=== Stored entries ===
PR #708, opened 2021-07-31
Feature/no self update

### LINKED ISSUE #704: Allow completely disabling update checking for those who use a package manager
Using a package manager the update button continue to shows up and an accidental click causes the program to update itself rather than through the package manager

There should be an option to completely disable update checks so that the update button does not show up at all

**Additional context**
Besides browsers and game clients every single program on my PC has the option to fully disable auto updates. For this reason I believe this is a reasonable request to have implemented not to mention it would take very little effort.

That being said thanks so much for this amazing addon manager!!

tarkah:
Resolves #704

## Proposed Changes
  - Adds a new cargo feature flag `no-self-update`. When used, Ajour won't check for newer updates.
  - Adds 2 new release assets, one for Windows and Macos, both with this feature activated. These can be picked up by Chocolatey & Homebrew respectively.

## Checklist

- [ ] Tested on Windows
- [x] Tested on MacOS
- [x] Tested on Linux

### DIFF
--- a/.github/workflows/release_to_draft.yml
+++ b/.github/workflows/release_to_draft.yml
@@ -4,11 +4,10 @@ on:
   workflow_dispatch:
     inputs:
       tag:
-        description: 'Specify tag to create'
+        description: "Specify tag to create"
         required: true
 
 jobs:
-  
   build:
     name: Build
     strategy:
@@ -21,6 +20,10 @@ jobs:
           - target: windows-opengl
             os: windows-latest
             make: make binary OPENGL=1
+            binary_path: target/release/ajour.exe
+          - target: windows-noselfupdate
+            os: windows-latest
+            make: make binary NOSELFUPDATE=1
             binary_path: target/release/ajour.exe
 
           - target: linux-wgpu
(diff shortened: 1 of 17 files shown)


tarkah:
@casperstorm Can you try `make tar MACOS=1 NOSELFUPDATE=1` and confirm it's built correctly? When running the binary, the `Message::LatestRelease(Some("1.2.5"))` should instead be `Message::LatestRelease(None)`. We no longer fire off a request to Github to check for releases.

tarkah:
I'm not adding a new asset for Linux, or updating the APPIMAGE to use this feature, since we still want users using APPIMAGE to get _notified_ when a new release is available. APPIMAGE doesn't have the ability to self update, but they still get a notice.

Linux packagers, like @joshstrobl, don't rely on a release asset and instead can compile using `cargo build --release --features no-self-update`.

casperstorm:
> @casperstorm Can you try `make tar MACOS=1 NOSELFUPDATE=1` and confirm it's built correctly? When running the binary, the `Message::LatestRelease(Some("1.2.5"))` should instead be `Message::LatestRelease(None)`. We no longer fire off a request to Github to check for releases.

Confirmed and working on macOS:

```
19:40:11.957 [ajour::gui::update][DEBUG] Message::LatestRelease(None)
```

casperstorm (approved):
LGTM!

kwilliams1987:
I will update the Chocolatey package to support this once 1.3 is released.

This might result in one version which has the auto update still enabled as the Chocolatey package is updated every 6 hours.

PR #709, opened 2021-07-31
Fix/tab no modifiers

tarkah:
Resolves #

## Proposed Changes
  - Alt-tabbing shouldn't cause Ajour to change tabs

## Checklist

- [ ] Tested on Windows
- [ ] Tested on MacOS
- [ ] Tested on Linux

### DIFF
--- a/CHANGELOG.md
+++ b/CHANGELOG.md
@@ -21,6 +21,10 @@ and `Removed`.
 - Adds 2 new release assets, one for Windows and Macos, both with this feature
   activated. These can be picked up by Chocolatey & Homebrew respectively.
 
+### Fixed
+
+- Fixed bug where `alt+tab` would change tabs in Ajour.
+
 ## [1.2.5] - 2021-07-26
 
 ### Fixed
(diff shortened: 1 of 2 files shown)


casperstorm (approved):
LGTM! Also this tested this branch on macOS.

Neurotoxin001:
It's still not fixed even in 1.3.0
https://github.com/ajour/ajour/releases/tag/1.3.0

tarkah:
> It's still not fixed even in 1.3.0

It appears the issue is when alt-tabbing _back_ to Ajour. When alt-tabbing away from Ajour, the tab doesn't change. It seems the issue is when you alt-tab back to Ajour, and release the Tab key once Ajour is back in focus. This is the behavior on Windows, but the problem doesn't occur on Linux.

The bigger issue is we are capturing these hotkeys on key released, instead of key pressed. I believe switching over to key pressed should resolve this issue. @casperstorm any issues with making this change?

tarkah:
Hmm, changing to on key pressed actually makes this problem now occur on Linux as well.

PR #724, opened 2021-08-12
feat: retry buttons

### LINKED ISSUE #717: Add "Retry" button to retry requests when failing to download catalogs or addons

This scenario was reported on Discord where a user could experience a network timeout when downloading the catalog, though the problem likely extends to other networking requests such as add-on downloading, such as when the user is saturating their network connection when downloading an WoW update, PTR, etc.

At the moment, the only method for resolution is to restart Ajour. Ideally in this scenario (error code 6, "Couldn't resolve host name") a retry button should be presented to retry the network request.

No other alternatives have been considered.

**Additional context**

N/A

casperstorm:
Resolves #717 

## Proposed Changes
  - Adds a retry button under the error to try again.

Screenshot 2021-08-12 at 22 27 24

## Checklist

- [ ] Tested on Windows
- [X] Tested on MacOS
- [ ] Tested on Linux

### DIFF
--- a/src/gui/mod.rs
+++ b/src/gui/mod.rs
@@ -256,7 +256,6 @@ pub struct Ajour {
     backup_state: BackupState,
     column_settings: ColumnSettings,
     catalog_column_settings: CatalogColumnSettings,
-    onboarding_directory_btn_state: button::State,
     catalog: Option<Catalog>,
     install_addons: HashMap<Flavor, Vec<InstallAddon>>,
     catalog_last_updated: Option<DateTime<Utc>>,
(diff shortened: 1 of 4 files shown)


src/gui/mod.rs
```diff
@@ -350,6 +352,10 @@ impl Default for Ajour {
             pending_confirmation: None,
             zstd_compression_level_slider_state: Default::default(),
             share_state: Default::default(),
+            onboarding_status_button_state: Default::default(),
+            addons_status_button_state: Default::default(),
+            weakauras_status_button_state: Default::default(),
+            catalog_status_button_state: Default::default(),
```
tarkah, line 358: Does this have to be 4 buttons or can it be one? Since it's only passed once / on different pattern branches.

casperstorm: Good point. Fixed.

tarkah (approved):
LGTM!

PR #732, opened 2021-09-10
fix/elvui-tbc

casperstorm:
This fixes the issue where a few addons woudnt show up in Ajour because of flavor toc paths were changed.

### DIFF
--- a/crates/core/src/parse.rs
+++ b/crates/core/src/parse.rs
@@ -274,26 +274,29 @@ async fn parse_addon_folders(
         .filter_map(|id| {
             // Generate .toc path.
             let toc_path = {
-                let multi_part = match flavor.base_flavor() {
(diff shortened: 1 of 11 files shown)


crates/core/src/parse.rs
```diff
@@ -272,24 +272,31 @@ async fn parse_addon_folders(
...
+                        Flavor::ClassicEra => vec!["Classic", "Vanilla"],
+                        Flavor::ClassicTbc => vec!["BCC", "TBC"],
+                        _ => vec![],
+                    };
+
+                    for part in multi_part {
+                        for separator in &["-", "_"] {
+                            let toc_with_flavor = root_dir
+                                .join(&id)
+                                .join(format!("{}{}{}.toc", id, separator, part));
```
tarkah, line 289: Good idea! Check both ways just in case.

PR #734, opened 2021-09-11
Add support for Classic Era PTR

jncl:
Resolves #

## Proposed Changes
  -

## Checklist

- [ ] Tested on Windows
- [ ] Tested on MacOS
- [ ] Tested on Linux


casperstorm:
Oh that is a thing now? Ill look at adding support for it.

casperstorm:
Didn't know this was a thing :)
Thanks for adding the support. I've tested and confirmed this is working.

PR #735, opened 2021-09-12
Only package as opengl and make default for building

tarkah:
## Checklist

- [ ] Tested on Windows
- [ ] Tested on MacOS
- [x] Tested on Linux

### DIFF
--- a/.github/workflows/release_to_draft.yml
+++ b/.github/workflows/release_to_draft.yml
@@ -13,7 +13,7 @@ jobs:
     strategy:
       matrix:
         target:
-          - target: windows-wgpu
+          - target: windows
             os: windows-latest
             make: make binary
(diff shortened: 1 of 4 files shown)


tarkah:
@casperstorm This makes `opengl` the default for building Ajour. It updates our CI to only publish `opengl` releases. For backwards compatibility, we are still releasing the `-opengl` builds for the self-update path, but they are identical now to the normal builds, both are opengl.

The self-update path has been fixed to ALWAYS download the non-opengl releases. This will allow us to remove the `-opengl` releases in the release after this one. Note this would technically break older `opengl` clients from being able to self-update, so we can always leave the `-opengl` builds for backwards compatibility. Your call.

casperstorm (approved):

PR #869, opened 2020-02-10
Improve hints for Maybe and Bool

josephcsible:
Add hints for `fromMaybe` on a `Bool`, and remove worse ones from generalise-for-conciseness. Also, put the `Just`s on the LHS of the `==`, so it expands to be prettier when the other side is a `do` block.


ndmitchell:
Thanks!

PR #873, opened 2020-02-15
Add warnings for the applicative homomorphism law

josephcsible:


josephcsible:
Okay, updated. (I originally did it that way to match the "Monad law, left identity" hint.)

ndmitchell:
To be honest I'm not convinced Monad law left identity is a particularly helpful name anymore...

ndmitchell:
And Thanks!

PR #875, opened 2020-02-15
Switch 'extensionImplications' to use 'impliedXFlags'

shayne-fletcher:
This is a follow up to https://github.com/ndmitchell/hlint/issues/587. `extensionImplications` is switched to use `impliedXFlags` (introduced by https://github.com/ndmitchell/hlint/pull/867). It's already making things better pointing out the hitherto undetected `DeriveTraversable` implies `DeriveFunctor` and `DeriveFoldable` (hence the update to tests here).


src/HSE/Util.hs
```diff
@@ -393,28 +394,18 @@ extensionImpliedBy :: Extension -> [Extension]
...
-    , (PolyKinds                , [KindSignatures])
-    , (RankNTypes               , [ExplicitForAll])
-    , (ScopedTypeVariables      , [ExplicitForAll])
-    , (TypeOperators            , [ExplicitNamespaces])
-    , (TypeFamilies             , [ExplicitNamespaces, KindSignatures, MonoLocalBinds])
-    , (TypeFamilyDependencies   , [ExplicitNamespaces, KindSignatures, MonoLocalBinds, TypeFamilies])
-    ]
+extensionImplications = map (toHse . g) (foldl' f [] impliedXFlags)
+  where
+    f m (e, _, _) = if e `notElem` m then e : m else m
```
ndmitchell: Does this end up being O(n^2)? Would it be better to just do `e : m` and then a `nubOrd` at the end?

src/HSE/Util.hs
```diff
@@ -15,7 +15,8 @@ import System.FilePath
 import HSE.Type
 import Data.Functor
 import Prelude
-
+import qualified GHC.LanguageExtensions.Type()
```
ndmitchell: Why import this qualified and with nothing in scope. Drop the qualified, and either drop the import entirely, or comment which orphan instance requires it.

tests/hint.test
```diff
@@ -1,9 +1,7 @@
 ---------------------------------------------------------------------
 RUN tests/newtype-derive.hs --with= --hint=data/hlint.yaml
 FILE tests/newtype-derive.hs
-{-# LANGUAGE DeriveFoldable #-}
-{-# LANGUAGE DeriveFunctor #-}
-{-# LANGUAGE DeriveTraversable #-}
+{-# LANGUAGE DeriveTraversable #-} -- Implies DeriveFoldable and DeriveFunctor
```
ndmitchell: I don't get it. In this test you remove `DeriveFunctor`, but at the same time add in a hint that DeriveFunctor is not required. I don't get why you have both patches in one code, or how that still passes the test. I suspect I'm missing something.

src/HSE/Util.hs
shayne-fletcher: Dropping the import. Turns out not required.

tests/hint.test
shayne-fletcher: I made two changes:
  - `newtype-deriv.hs`
    - Don't import `DeriveFoldable` or `DeriveFunctor`
    -  If we import them, we'll get new output hinting that they are not required
  - `restricted-extension`
    - Do import `DeriveFoldable` and `DeriveFunctor` (no change)
    - Add the extra warnings now generated to the expected output
    - Intent is to allow this as an incidental test of this PR.

src/HSE/Util.hs
shayne-fletcher: Can't `nubOrd` (no `Ord`). I realize now that I've missed a spot though where we should `nub`.

tests/hint.test
ndmitchell: OK, that makes sense - very good idea

src/HSE/Util.hs
ndmitchell: That concerns me a lot - these extensions could get numerous. An O(n^2) here could end up being noticable. Any chance we send an upstream patch to GHC to derive Ord on these things?

shayne-fletcher: I don't see why that should be hard. I'll take it.

shayne-fletcher:
In an upcoming `ghc-lib-parser-ex`, I'll move most of the implementation there. When an `Ord` instance is available for `Extension`, I'll be sure to take advantage of it. In the meantime, have to add an exclusion for "Avoid restricted function" to `HSE.Util`.

src/HSE/Util.hs
shayne-fletcher: MR : https://gitlab.haskell.org/ghc/ghc/merge_requests/2707.

ndmitchell:
I assume we'll pull this in favour of the code going into ghc-lib-parser-exts?

shayne-fletcher:
Yes. Let's leave this open. We can wait for the just released 8.8.5.2 to arrive in the Stackage nightly, then I'll update this PR. Sound good?

shayne-fletcher:
I propose this is in it's final form now and ready to merge whenever you're comfortable.

shayne-fletcher:
Satisfyingly, in this PR we finally make use of the `Bounded` instance we upstreamed for `Extension` according to the MR, 9 months ago 🎉

shayne-fletcher:
Test failure for 8.4.4 because it didn't get the 8.8.5.2 ghc-lib-parser-ex. Forcing a re-run.

ndmitchell:
You need to update the hlint.cabal to demand `ghc-lib-parser-ex >= 8.8.5.2 && ghc-lib-parser-ex < 8.8.6`. That's why the 8.4 build is failing.

shayne-fletcher:
Ok. In that case we then have to ensure that the release reach the Stackage nightly first. See, I put it out  as 8.8.5.2 so as to avoid touching the cabal file as per our discussions last week. If modifying the cabal file is proving necessary (as it is). better we fall back to using major version bumps going forward when we formally change the interface (by the addition of new functions) no?

shayne-fletcher:
The good news is its made it there (https://www.stackage.org/package/ghc-lib-parser-ex). I'll make the update to the cabal file.

ndmitchell:
No requirement for it to reach Stackage nightly. Touching the .cabal file is absolutely fine and has no impact on Stackage. I don't think touching the Cabal file has any impact at all, so our current plan still works nicely.

shayne-fletcher:
I'm confused. Let's resolve by an email chat later today when I've had some coffee 😄 . In the meantime I'll get this out the door.

hlint.cabal
```diff
@@ -68,7 +68,7 @@ library
         refact >= 0.3,
         aeson >= 1.1.2.0,
         filepattern >= 0.1.1,
-        ghc-lib-parser-ex == 8.8.5.*
+        ghc-lib-parser-ex <= 8.8.5.2 && < 8.8.6
```
ndmitchell:
```suggestion
        ghc-lib-parser-ex >= 8.8.5.2 && < 8.8.6
```

shayne-fletcher: 😊

shayne-fletcher:
> No requirement for it to reach Stackage nightly. Touching the .cabal file is absolutely fine and has no impact on Stackage. I don't think touching the Cabal file has any impact at all, so our current plan still works nicely.

I think a light bulb is beginning to drop. In any case, will clarify by mail later to be sure I've got it.

shayne-fletcher:
The last 8.4 failed with what I think is a transient network error `The command "curl -sSL https://raw.github.com/ndmitchell/neil/master/travis.sh | sh" exited with 1`. Will force a rebuild.

shayne-fletcher:
Argh no, not transient.
```
arning: solver failed to find a solution:
Could not resolve dependencies:
[__0] trying: hlint-2.2.11 (user goal)
[__1] trying: hlint:+gpl
[__2] unknown package: hscolour (dependency of hlint +gpl)
[__2] fail (backjumping, conflict set: hlint, hscolour, hlint:gpl)
After searching the rest of the dependency tree exhaustively, these were the
goals I've had most trouble fulfilling: hlint, hlint:gpl, hscolour
Trying configure anyway.
Configuring hlint-2.2.11...
cabal: Encountered missing dependencies:
aeson >=1.1.2.0,
cpphs >=1.20.1,
data-default >=0.3,
file-embed -any,
filepattern >=0.1.1,
ghc-lib-parser ==8.8.*,
ghc-lib-parser-ex >=8.8.5.2 && <8.8.6,
haskell-src-exts >=1.21 && <1.24,
haskell-src-exts-util >=0.2.5,
uniplate >=1.5,
utf8-string -any,
vector -any,
yaml >=0.5.0
```
No idea what's going wrong here 😢

ndmitchell:
I think the problem is that ghc-lib-parser now depends on containers-0.6.0.1. I suggest you reduce that to contains-0.5 or higher, and then I think it might work. You can reduce it without a new release by editing the Cabal metadata on Hackage directly. Once you've done that, I'll trigger a rebuild.

shayne-fletcher:
Edited metadata so that we have `containers >= 0.5.8.1`. Let's see.

PR #878, opened 2020-02-16
Remove bad arrow hints

josephcsible:
These hints will break any program that uses them with actual arrows that aren't just functions.


josephcsible:
If you'd rather keep these hints, I have two alternative ideas:

1. Change `Data.Tuple.Extra` to re-export these combinators as-is, instead of redeclaring them with a less general type
2. Add something like `isFunction` to hlint, and use it on these hints

ndmitchell:
I think the right thing to do is probably add a note that these only work on function arrows (or tuple arrows in some places - it's pretty confusing). The observation was that nearly all users of these functions are using them without actually using arrows, and since it's opt in, having wrong by default hints is less problematic.

josephcsible:
Wait a minute. As I think about this more, isn't the net effect of these hints just to replace `import Control.Arrow` with `import Data.Tuple`, without changing the actual code at all? What's the gain by doing that, even in the common case where it is valid?

ndmitchell:
User comprehension - Control.Arrow can do a lot of crazy things, and is nearly always used at one common type. Figuring out that type from the docs of Control.Arrow is a logic puzzle. In contrast, for Data.Tuple.Extra, it's pretty obvious.

ndmitchell:
While I think doing the replacement is unambiguously a good idea, I agree it breaks code, and the note that explains why it breaks code is going to be awfully odd. Removed for now.

PR #879, opened 2020-02-17
Remove more incorrect hints

josephcsible:
`length (zipFrom LT "foobar")` bottoms, whereas `length (zip [LT ..] "foobar")` returns 3.

### DIFF
--- a/data/hlint.yaml
+++ b/data/hlint.yaml
@@ -885,8 +885,6 @@
     - warn: {lhs: "null (intersect a b)", rhs: "disjoint a b"}
     - warn: {lhs: "[minBound .. maxBound]", rhs: "enumerate"}
     - warn: {lhs: "zipWithFrom (,)", rhs: "zipFrom"}
-    - warn: {lhs: "zip [i..]", rhs: "zipFrom i"}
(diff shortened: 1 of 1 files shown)


ndmitchell:
I put an alternative patch up in e20575341baa9cc9753c3330d58c7adc9be912ca - generally, if the values are Int's, you are fine, and that's where the hints almost always apply anyway, so now they're pretty-much safe (assuming your Int type doesn't overflow or other weirdities which no one expects anyway).

josephcsible:
That's definitely better, but the problem can still occur. Consider:

```haskell
foo :: [(Int8, Char)]
foo = zipWith [125..] "foobar"
```

I wish HLint could see types, so that we could just restrict this to `Integer` and `Natural` and call it a day.

ndmitchell:
Another option would be to adjust zipFrom so that it really does match zip [LT..]

josephcsible:
That may actually be the best way to solve this. Just `zipFrom = zip . enumFrom`.

ndmitchell:
I did exactly that in extra-1.7, so closing this patch and removing the isLitInt.

PR #884, opened 2020-02-21
Add more fish operator hints

zliu41:


data/hlint.yaml
```diff
@@ -443,6 +443,8 @@
     - warn: {lhs: flip (=<<), rhs: (>>=)}
     - hint: {lhs: \x -> f x >>= g, rhs: f Control.Monad.>=> g}
     - hint: {lhs: \x -> f =<< g x, rhs: f Control.Monad.<=< g}
+    - hint: {lhs: (>>= f) . g, rhs: f Control.Monad.<=< g}
```
josephcsible:
```suggestion
    - hint: {lhs: (>>= g) . f, rhs: f Control.Monad.>=> g}
```
Keep the symmetry?

zliu41: I like my version slightly better since it preserves the relative order of `f` and `g`. Imagine the original code being `f1 . f2 . (>>= f3) . f4 . f5`

ndmitchell:
Thanks. Happy either way, but keeping the relative order seems better if we can.

PR #886, opened 2020-02-24
Update to ghc-lib-parser-8.8.3.20200224.

shayne-fletcher:
As before, non-critical, just helping me keep things straight. Change `stack.yaml` to reference the just released `ghc-lib-parser-8.8.3.20200224`.


ndmitchell:
Sure thing!

PR #888, opened 2020-02-26
Use foldr to call functions directly, instead of unnecessarily composing them first

josephcsible:


ndmitchell:
Cool and mind bending :)

PR #889, opened 2020-02-27
Convert Lambda.hs to ghc-lib-parser

googleson78:
Things to look at:

* [ ] There is still an `Input/outputs` test that fails, because `niceLambdaR'` doesn't output the right refactor.
* [ ] I haven't tried running the `refact` tests from my branch, so those might fail too (?)
* [x] I used `PatternSynonyms` somewhere so I had to whitelist it. Should I remove the usage?
  \- No - it's fine. See discussions.
* [x] In `lambdaDecl`: The `PatBind` case that was handled before by converting to a `FunBind` is now unhandled.
  This is because:
  * `FunBind`s have a name, whereas `PatBind`s don't - so we can't generate a `FunBind` from a `PatBind` like previously
  * I don't think that hint will ever trigger for a `PatBind` (from reading the ghc docs on `PatBind` and playing a tiny bit with what asts ghc outputs)

  \- It was decided to leave the `PatBind` case "unhandled".

(thanks for the patience and sorry for the delay!)


src/GHC/Util/View.hs
```diff
@@ -53,3 +55,7 @@ instance View' (Pat GhcPs) PApp_' where
   view' (fromPParen' -> LL _ (ConPatIn (L _ x) (InfixCon lhs rhs))) =
     PApp_' (occNameString . rdrNameOcc $ x) [lhs, rhs]
   view' _ = NoPApp_'
+
+-- A lambda with no guards and no where clauses
+pattern SimpleLambda :: [Pat GhcPs] -> LHsExpr GhcPs -> LHsExpr GhcPs
```
googleson78: I added a pattern synonym instead of following the `View` convention, because it's less boilerplate.
The `View`s here have no recursive calls of `view` so they seem to be equivalent to pattern synonyms.

src/Hint/All.hs
```diff
@@ -44,10 +44,8 @@ data HintBuiltin =
 
 builtin :: HintBuiltin -> Hint
 builtin x = case x of
-    -- Hse.
```
googleson78: :tada:

src/Hint/Lambda.hs
```diff
@@ -86,96 +93,179 @@ yes = map (\f -> dataDir </> f) dataFiles -- (dataDir </>)
...
-    , not $ any isQuasiQuote $ universe x
-    = etaReduce (init ps) x
-etaReduce ps (InfixApp a x (isDol -> True) y) = etaReduce ps (App a x y)
-etaReduce ps x = (ps,x)
+lambdaHint :: DeclHint'
+lambdaHint _ _ x
+    =  concatMap (uncurry lambdaExp') (universeParentBi x)
+    ++ concatMap lambdaDecl' (universe x)
+
+-- TODO: handle PatBinds
```
googleson78: I think this TODO can safely be deleted, as per the comments in the pull request

src/Hint/Lambda.hs
```diff
@@ -86,96 +93,179 @@ yes = map (\f -> dataDir </> f) dataFiles -- (dataDir </>)
...
+          t1 = template finalpats
+          --t2 = template pats2 bod2
+lambdaDecl' _ = []
+
+
+etaReduce' :: [Pat GhcPs] -> LHsExpr GhcPs -> ([Pat GhcPs], LHsExpr GhcPs)
+etaReduce' (unsnoc -> Just (ps, view' -> PVar_' p)) (LL _ (HsApp _ x (view' -> Var_' y)))
+    | p == y
+    , p /= "mr"
+    -- TODO: what is this "mr" thing??
```
googleson78: Why do we not eta-reduce variables named `mr`? :thinking:

src/GHC/Util/View.hs
googleson78: Ah, `PatternSynonyms` is restricted
It's been available since `7.8.1` so it shouldn't be an issue. Is there some other reason to restrict it?

.hlint.yaml
```diff
@@ -10,7 +10,7 @@
 - extensions:
   - default: false
   - name: [DeriveDataTypeable, GeneralizedNewtypeDeriving, NoMonomorphismRestriction, OverloadedStrings]
-  - name: [MultiWayIf, PatternGuards, RecordWildCards, ViewPatterns, TupleSections, LambdaCase]
+  - name: [MultiWayIf, PatternGuards, RecordWildCards, ViewPatterns, PatternSynonyms, TupleSections, LambdaCase]
```
googleson78: I've whitelisted `PatternSynonyms` so I can get CI further along.
If there is some issue with the extension I'll remove this commit and rewrite the code using them to use `View'` instead.

googleson78:
uh-oh.. I guess there is a bit of work to do w.r.t. refactorings

.hlint.yaml
ndmitchell: Pattern synonyms are absolutely fine.

src/GHC/Util/View.hs
ndmitchell: No reason to restrict it. Pattern synonym away!

src/Hint/All.hs
ndmitchell: Woohoo indeed!

src/Hint/Lambda.hs
ndmitchell: Then please delete :)

src/Hint/Lambda.hs
ndmitchell: Because `mr` stands for monomorphism restriction and some people type `foo mr = bar mr` to indicate that this variable can't be eta reduced or you trip into that restriction. From the days before easy ignoring, and I suspect no one knows about it - feel free to delete.

googleson78: Deleted it.

src/Hint/Lambda.hs
googleson78: Done

ndmitchell:
There's still a Haddock error:

```
src/Hint/Lambda.hs:222:18: error:
    parse error on input ‘-- * add brackets to the match, because matches in lambdas require them’
    |
222 |                  -- * add brackets to the match, because matches in lambdas require them
    |                  ^^^^^^^^^^^^^^^^^^^^^^^^^^^^^^^^^^^^^^^^^^^^^^^^^^^^^^^^^^^^^^^^^^^^^^^
```

googleson78:
I tried to start fixing the refactorings, but I ran into cyclic dependencies (when trying to import and use `toSS'`), so it will take a bit more work to figure that out (and some of this works needs to be done to get rid of the `HSE` dependency anyway). So I tagged them with `@NoRefactor`.
This only leaves 
```
TEST FAILURE IN tests/_serialise_7
...
tests/serialise-six.hs
...
``` 
failing, but I don't know how to ignore that one. (or if I should)

googleson78:
I fixed the failing `Input/output` test in a [different branch](https://github.com/googleson78/hlint/tree/lambda-refactor)  (+ some of the refactor tests that I ignored here), but it requires some other tangential changes, so I haven't pushed it here.

src/Hint/Lambda.hs
```diff
@@ -22,28 +22,30 @@
 <TEST>
 f a = \x -> x + x -- f a x = x + x
 f a = \a -> a + a -- f _ a = a + a
+f (Just a) = \a -> a + a -- f (Just _) a = a + a @NoRefactor
```
googleson78: N.B. (to myself mostly): This test fails refactoring even with the old code

src/Hint/Lambda.hs
```diff
@@ -69,14 +71,18 @@ foo a b c = bar (flux ++ quux) c where flux = a -- foo a b = bar (flux ++ quux)
...
+yes = blah (\ x -> case x of A -> a; B -> b) -- @Note may require `{-# LANGUAGE LambdaCase #-}` adding to the top of the file @NoRefactor
 no = blah (\ x -> case x of A -> a x; B -> b x)
+yes = blah (\ x -> (y, x)) -- (y,) @NoRefactor
 yes = blah (\ x -> (y, x, z+q)) -- (y, , z+q) @NoRefactor
+yes = blah (\ x -> (y, x, y, u, v)) -- (y, , y, u, v) @NoRefactor
+yes = blah (\ x -> (y, x, z+q)) -- @Note may require `{-# LANGUAGE TupleSections #-}` adding to the top of the file @NoRefactor
 yes = blah (\ x -> (y, x, z+x))
 tmp = map (\ x -> runST $ action x)
-yes = map (\f -> dataDir </> f) dataFiles -- (dataDir </>)
+yes = map (\f -> dataDir </> f) dataFiles -- (dataDir </>) @NoRefactor
```
googleson78: There is something weird going on here.

Even though I'm using `suggestN'` which adds an empty list of refactorings, this test still fails with "bad refactoring", because there is **some** refactoring suggested:
```
TEST FAILURE (BAD REFACTORING)
SRC: src/Hint/Lambda.hs:85:0
INPUT: yes = map (\f -> dataDir </> f) dataFiles
Refactor output is expected to contain: (dataDir </>)
Actual: yes = map (\f -> dataDir </> f) dataFiles
```

What's weirder to me is how even before my patch `suggestN` was still being used, yet this test didn't require `@NoRefactor`. There must be some magic that I'm missing..

Perhaps @zliu41 can clue me in?

zliu41: The test pass criteria is that refactoring output contains the suggested replacement (`ideaTo`). If the list of refactorings is empty, then refactoring does nothing and echoes the input, `yes = map (\f -> dataDir </> f) dataFiles`. It doesn't contain the suggested replacement, `(dataDir </>)`, so the test fails.

Previously the list of refactorings contains `(refact $ toSS o)` (https://github.com/ndmitchell/hlint/blob/master/src/Hint/Lambda.hs#L154), so it worked.

ndmitchell:
Given we're down to one failing test, I'm just going to merge and fix up the details after. So close and not willing to be defeated!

=== Task prompt ===
A word-for-word copy of the entries, from the first line through the line containing "make binary NOSELFUPDATE=1", is the whole answer.

=== Exercise result ===
PR #708, opened 2021-07-31
Feature/no self update

### LINKED ISSUE #704: Allow completely disabling update checking for those who use a package manager
Using a package manager the update button continue to shows up and an accidental click causes the program to update itself rather than through the package manager

There should be an option to completely disable update checks so that the update button does not show up at all

**Additional context**
Besides browsers and game clients every single program on my PC has the option to fully disable auto updates. For this reason I believe this is a reasonable request to have implemented not to mention it would take very little effort.

That being said thanks so much for this amazing addon manager!!

tarkah:
Resolves #704

## Proposed Changes
  - Adds a new cargo feature flag `no-self-update`. When used, Ajour won't check for newer updates.
  - Adds 2 new release assets, one for Windows and Macos, both with this feature activated. These can be picked up by Chocolatey & Homebrew respectively.

## Checklist

- [ ] Tested on Windows
- [x] Tested on MacOS
- [x] Tested on Linux

### DIFF
--- a/.github/workflows/release_to_draft.yml
+++ b/.github/workflows/release_to_draft.yml
@@ -4,11 +4,10 @@ on:
   workflow_dispatch:
     inputs:
       tag:
-        description: 'Specify tag to create'
+        description: "Specify tag to create"
         required: true
 
 jobs:
-  
   build:
     name: Build
     strategy:
@@ -21,6 +20,10 @@ jobs:
           - target: windows-opengl
             os: windows-latest
             make: make binary OPENGL=1
+            binary_path: target/release/ajour.exe
+          - target: windows-noselfupdate
+            os: windows-latest
+            make: make binary NOSELFUPDATE=1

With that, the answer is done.